In this paper we challenge the standard ways of how text-based recommender systems are trained and evaluated. We highlight the necessity of focusing on long-tail users and items, as those are the cases where the text-based prediction can potentially win over collaborative filtering methods. We also raise concerns of choosing datasets and data preparation for recommender training and evaluation. Finally, we reconsider the issue of how recommenders are evaluated, and propose drilling-down into different groups of users and items, as well as search-based evaluation as an alternative to solely measuring a global metric for context-free test points.
Ghazaleh Haratinezhad Torbati, Anna Tigunova, Gerhard Weikum. Unveiling Challenging Cases in Text-based Recommender Systems. In Perspectives on the Evaluation of Recommender Systems Workshop (PERSPECTIVES 2023), September 19th, 2023, co-located with the 17th ACM Conference on Recommender Systems, Singapore, Singapore.

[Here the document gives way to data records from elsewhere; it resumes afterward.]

PR #459, opened 2020-09-28
Bug 1883329: Bundle validation shouldn't fail if default channel is not provided

dinhxuanvu:
Default channel annotation is now optional. It is only needed if
there is an intention to update default channel in the index.
As a result, bundle validation will allow default channel annotation
to be missing.

**Reviewer Checklist**


joelanford:
LGTM

(not sure if I have \<slash>lgtm access, but even if I did, I'd rather leave it for another OLM'er to review and merge :slightly_smiling_face: )

PR #460, opened 2020-09-29
Bug 1883560: Clean up /tmp/directory in the operator-registry image

akram:
Clean up /tmp/directory in the operator-registry image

Recommender systems have achieved impressive results on benchmark datasets. However, the numbers are often influenced by assumptions made on the data and evaluation mode. This work questions and revises these assumptions, to study and improve the quality, particularly for the difficult case of search-based recommendations. Users start with a personally liked item as a query and look for similar items that match their tastes. User satisfaction requires discovering truly unknown items: new authors of books rather than merely more books of known writers. We propose a unified system architecture that combines interaction-based and content-based signals and leverages language models for Transformer-powered predictions. We present new techniques for selecting negative training samples, and investigate their performance in the underexplored search-based evaluation mode.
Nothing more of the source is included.